Он не слышал страстных, любовных речей волшебницы и вел себя как настоящий монах.
И в самом деле:
На грешную красоту очи его не глядели,
Грешных речей невнятен был ему сладкий звук.
Хуже гнили и тлена были ему противны
Взгляды очей прелестных, блеск ожерелий дивных,
Розовых уст улыбка, пожатье ласковых рук.
Что для него богатства, жемчуг бесценный, злато,
Шелковые одежды, каменные палаты,
Если закону Будды себя посвятил монах?
Если светом небесным сердце его объято,
Что для него соблазны? — пепел, песок и прах!
Хитрая чародейка множила обольщенья,
Сладостные усмешки, дерзостные движенья,
Но, как замшевый камень, был он и слеп и глух,
Взору его приятны были иные виденья,
Лепету слов любовных был закрыт его слух.
Женщина, как светильник, ярким огнем горела,
Страсть в ее теле нежном бурным ключом кипела,
Но от огня не таял мудрого сердца лед:
Тщетно льстивые ласки красавица расточала,
Сбрасывала одежды, скидывала покрывала,
Сетью уловок тайных праведника оплетала, —
Горек устам блаженным был тот душистый мед!
От шелковистых прядей, полунагого стана,
Яшмовых украшений он отвращал лицо,
Тихо творя молитву, твердо и неустанно,
Рук ее влажных, льнущих, он размыкал кольцо.

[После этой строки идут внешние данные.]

PR #104, opened 2020-03-06
imp: add limited exec support

### LINKED ISSUE #96: imp: need limited exec prototype
We need to prototype the imp exec function with the following constraints:
* only the flux user (or a configured list of users) is allowed to run imp exec
* only the installed flux job shell (or a configured list of executable paths) may be run by imp exec

grondo:
This PR adds a minimal working version of the `flux-imp exec` subcommand.
This version takes input as JSON on stdin. The current format requires a single key "J", expected to contain the users signed jobspec.

`flux-imp exec` reads the path to the job shell to execute plus 1 argument from the cmdline. This allows simply inserting `flux-imp exec` in front of the job shell invocation already being done by the job-exec module.

With the exec command comes a new `[exec]` table in the IMP's configuration. In order for `flux-imp exec` to be functional, the table must contain at least the following keys
```toml
[exec]
allowed-users = [ "list of users allowed to run imp exec" ]
allowed-shells = [ "list of shell paths allowed for imp exec" ]
```

Without either of these config keys either the IMP user or the job shell will not be allowed and thus `flux imp exec` will not be functional.

Additional changes of note:
 - The flux-imp build was split into an installed IMP (`inst/flux-imp`) and test IMP `./flux-imp`. The only difference is how the IMP reads its config. The test IMP's config can be overridden at runtime, and it reads IMP and libflux-security config from the same config pattern.

Closes #96

### DIFF
--- a/src/imp/passwd.c
+++ b/src/imp/passwd.c
@@ -1,0 +1,60 @@
+/************************************************************\
+ * Copyright 2020 Lawrence Livermore National Security, LLC
+ * (c.f. AUTHORS, NOTICE.LLNS, COPYING)
+ *
+ * This file is part of the Flux resource manager framework.
+ * For details, see https://github.com/flux-framework.
+ *
+ * SPDX-License-Identifier: LGPL-3.0
+\************************************************************/
+
+#if HAVE_CONFIG_H
+#include "config.h"
+#endif
+
+#include <stdlib.h>
+#include <string.h>
+
+#include "passwd.h"
+
+static struct passwd * passwd_copy (struct passwd *arg)
+{
+    struct passwd *pwd = calloc (1, sizeof (*pwd));
+    if (pwd) {
+        pwd->pw_uid = arg->pw_uid;
+        pwd->pw_gid = arg->pw_gid;
+        if (!(pwd->pw_name = strdup (arg->pw_name))
+            || !(pwd->pw_passwd = strdup (arg->pw_passwd))
+            || !(pwd->pw_gecos = strdup (arg->pw_gecos))
+            || !(pwd->pw_dir = strdup (arg->pw_dir))
+            || !(pwd->pw_shell = strdup (arg->pw_shell))) {
+            passwd_destroy (pwd);
+            return NULL;
+        }
+    }
+    return pwd;
+}
+
+struct passwd * passwd_from_uid (uid_t uid)
+{
+    struct passwd *pwd = NULL;
+    if (!(pwd = getpwuid (uid)))
+        return NULL;
+    return passwd_copy (pwd);
+}
+
+void passwd_destroy (struct passwd *pwd)
+{
+    if (pwd) {
+        free (pwd->pw_name);
+        free (pwd->pw_passwd);
+        free (pwd->pw_gecos);
+        free (pwd->pw_dir);
+        free (pwd->pw_shell);
+        free (pwd);
+    }
+}
+
+/*
+ * vi: ts=4 sw=4 expandtab
+ */
--- a/src/imp/passwd.h
+++ b/src/imp/passwd.h
@@ -1,0 +1,28 @@
+/************************************************************\
+ * Copyright 2020 Lawrence Livermore National Security, LLC
+ * (c.f. AUTHORS, NOTICE.LLNS, COPYING)
+ *
+ * This file is part of the Flux resource manager framework.
+ * For details, see https://github.com/flux-framework.
+ *
+ * SPDX-License-Identifier: LGPL-3.0
+\************************************************************/
+
+#ifndef HAVE_IMP_PASSWD_H
+#define HAVE_IMP_PASSWD_H 1
+
+#include <pwd.h>
+#include <sys/types.h>
+
+/*
+ *  Return a copy of the passwd entry for UID
+ *  Caller must free with passwd_destroy()
+ */
+struct passwd * passwd_from_uid (uid_t uid);
+
+/*
+ *  Free memory for a copy of passwd entry created by passwd_from_uid
+ */
+void passwd_destroy (struct passwd *pw);
+
+#endif /* !HAVE_IMP_PASSWD_H */
--- a/src/imp/privsep.c
+++ b/src/imp/privsep.c
@@ -164,26 +164,29 @@ privsep_t * privsep_init (privsep_child_f fn, void *arg)
     return (ps);
 }
 
-int privsep_destroy (privsep_t *ps)
+int privsep_wait (privsep_t *ps)
 {
     int status = 0;
-
-    if (ps->wfd > 0)
-        close (ps->wfd);
-    if (ps->rfd > 0)
-        close (ps->rfd);
-
     if (privsep_is_parent (ps)) {
         if (ps->cpid > (pid_t) 0) {
-            int status;
             kill (SIGTERM, ps->cpid);
             if (waitpid (ps->cpid, &status, 0) < 0)
                 status = -1;
+            ps->cpid = (pid_t) -1;
         }
     }
-
-    free (ps);
     return (status == 0 ? 0 : -1);
+}
+
+void privsep_destroy (privsep_t *ps)
+{
+    if (ps) {
+        if (ps->wfd > 0)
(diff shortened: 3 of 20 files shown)


grondo:
Added some build/install fixes here. `flux-imp` now gets installed to `$libexecdir/flux`, and an example `imp.toml` is added and installed to `$sysconfdir/flux/imp/conf.d`

grondo:
Actually, I removed the commit with an example `imp.toml` which is installed. Installing default config files from `make install` is probably not wise, since by default install_DATA files are always overwritten. For now we just won't install a imp.toml config (We'll run into the same problem with `sign.toml` eventually)

src/libutil/cf.c
```diff
@@ -193,6 +193,23 @@ int cf_array_size (const cf_t *cf)
     return cf ? json_array_size (cf) : 0;
```
garlick: Typo in commit message "fucntionality"

src/imp/passwd.c
```diff
@@ -0,0 +1,47 @@
...
+
+struct passwd * passwd_from_uid (uid_t uid)
+{
+    return passwd_copy (getpwuid (uid));
+}
+
+void passwd_destroy (struct passwd *pwd)
+{
+    free (pwd);
+}
```
garlick: need to free pw_name, pw_passwd

src/imp/passwd.h
```diff
@@ -0,0 +1,28 @@
...
+#ifndef HAVE_IMP_PASSWD_H
+#define HAVE_IMP_PASSWD_H 1
+
+#include <pwd.h>
+#include <sys/types.h>
+
+/*
+ *  Return a copy of the passwd entry for UID
+ *  Caller must free with passwd_destroy()
+ */
```
garlick: Perhaps mention that some fields are not copied.

grondo:
> I started a review then realized that you probably weren't ready, so I'll leave off until I get the thumbs up. Leaving my comments so far in case they are useful.

Oh, yeah sorry about the bad code. The comments are indeed helpful, we should be extra careful about code in the IMP anyway.

I'll try to make another pass and get this into mergeable shape asap.

src/imp/passwd.h
grondo: Yeah, sorry meant to update to copying all fields before pushing this up. Got too excited that it was working.. next push will have a fix.

grondo:
I pushed a bit more work here, with some added tests to ensure IMP fails as expected when conditions for operation aren't meant.

This may be ready for another look @garlick.

Still todo is to launch the job shell with a "clean" environment, instead of inheriting from the IMP (which gets the environment propagated in `flux_rexec()` by the job-exec module, cleaned up slightly by the kernel if the IMP is setuid), but I'm not sure exactly how to do this yet.

There is a well known set of FLUX_* and PATH* environment variables that are known to be required for proper job shell initialization, but I worry about propagating this knowledge directly into flux-security, and it too easily getting out-of-sync. Similar to sudo, we could have a `env-keep` and `env-delete` configuration options, but this seems a bit onerous and also prone to error.

Perhaps for now we leave the environment as-is, since the IMP can only by run by "trusted" users, and due to setuid, truly unsafe environment variables are already scrubbed.

The other missing piece is `flux-imp kill` command, which I'll be working on today.

t/t2000-imp-exec.t
```diff
@@ -0,0 +1,119 @@
...
+test_expect_success 'flux-imp exec returns error with no input' '
+	test_must_fail $flux_imp exec shell arg < /dev/null
+'
+test_expect_success 'flux-imp exec returns error with bad input ' '
+	echo foo | test_must_fail $flux_imp exec shell arg
+'
+test_expect_success 'flux-imp exec returns error with bad JSON input ' '
+	echo "{}" | test_must_fail $flux_imp exec shell arg
+'
+test_expect_success 'flux-imp exec returns error with bad JSON input ' '
```
garlick: duplicate of previous test?

t/t2000-imp-exec.t
```diff
@@ -0,0 +1,119 @@
...
+	  fake_imp_input foo | \
+	    test_must_fail $flux_imp exec echo good >badconf.log 2>&1
+	) &&
+	grep -i "Failed to load configuration" badconf.log
+'
+test_expect_success 'flux-imp exec fails with invalid stdin input' '
+	( export FLUX_IMP_CONFIG_PATTERN=sign-none.toml &&
+	  echo foo | \
+	    test_must_fail $flux_imp exec echo good >badjson.log 2>&1
+	)
```
garlick: broken && chain?   (Same for tests following this one)

src/imp/passwd.c
```diff
@@ -0,0 +1,58 @@
...
+{
+    struct passwd *pwd = NULL;
+    if (!(pwd = getpwuid (uid)))
+        return NULL;
+    return passwd_copy (pwd);
+}
+
+void passwd_destroy (struct passwd *pwd)
+{
+    free (pwd->pw_name);
```
garlick: might be good to handle NULL pwd here as its a common flux-core idiom to do this check in the destructor not the caller

src/imp/privsep.c
```diff
@@ -164,28 +164,31 @@ privsep_t * privsep_init (privsep_child_f fn, void *arg)
...
     return (status == 0 ? 0 : -1);
 }
 
+void privsep_destroy (privsep_t *ps)
+{
+    if (ps) {
+        if (ps->wfd > 0)
+            close (ps->wfd);
+        if (ps->rfd > 0)
+            close (ps->rfd);
```
garlick: I realize this is not code that originated in this PR, but since 0 is a valid file descriptor, and these values are initialized from `upfds` and `ppfds` which use -1 to designate a closed fd, should this be checking for >= 0?

t/t2000-imp-exec.t
grondo: Yeah, good catch, thanks! These were all cut-and-paste so I'll fix em all

src/imp/passwd.c
grondo: Good point!

src/imp/privsep.c
grondo: Yes, I think you're correct. I'll add a fix to this PR.

t/t2000-imp-exec.t
grondo: I think I had meant to echo some invalid JSON in the 2nd test, thanks for catching this!

grondo:
> OK, made a pass through and have a few minor comments. This is looking really good!
(I'd be inclined to approve but wip: and your comment imply that you might have more work pendiing?)

Thanks! I addressed your comments, I think, and pushed some `fixup!` commits (though the test fixes were squashed, sorry about that).

Still todo here:

 - Better handling of job shell environment
 - Add `flux-imp kill` command. (O/w jobs started under the IMP can't be killed)

If you'd like, we could merge this minimal PR and the other two could be saved for near future PRs.

garlick:
Thanks, I think this could go in and further work could be in a new PR.
Squash?

grondo:
Ok, squashed the fixup commits.

garlick:
I set merge-when-passing because there's a `.mergify.yml` in the source tree, but I had to add the label. Does that work here?

garlick:
Mergify seems stuck
 > Branch Protection is enabled and is preventing Mergify to merge the pull request. Mergify will merge when branch protection settings validate the pull request. (detail: 2 of 3 required status checks are failing.)

Should I just press the button or did you want to have a closer look at that @grondo?

grondo:
Hm, let me take a quick look. Not sure what we forgot here.

grondo:
Branch protection required that coverage checks passed. It is going to be increasingly difficult to keep coverage up unfortunately, so I've removed that protection.

garlick:
Now do we need to poke it with a stick?

grondo:
@mergifyio refresh

grondo:
@mergifyio refresh

grondo:
I had missed another codecov branch protection. Fixed now and looks like mergify worked.

garlick:
Victory!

Молвила чародейка «Ты мне всего дороже,
Я ж красою своею на Лю Цуй-цуй похожа,
Лучшего из достойных лаской могу увлечь,
Так отчего со мною не разделяешь ложа
И для утех любовных вместе не хочешь лечь?»
Стягивая потуже рясу из ткани грубой,
Праведник отвечал ей «Пусть твои ласки любы
Тем, чьи молитв священных не повторяют губы,
Тем, кто мирским усладам жизнь свою посвятил,
Я ж не из тех монахов, кто на соблазны льстится,
Кто свою душу предал чарке или блуднице,
Кто, ради наслаждений, светоч своп угасил!»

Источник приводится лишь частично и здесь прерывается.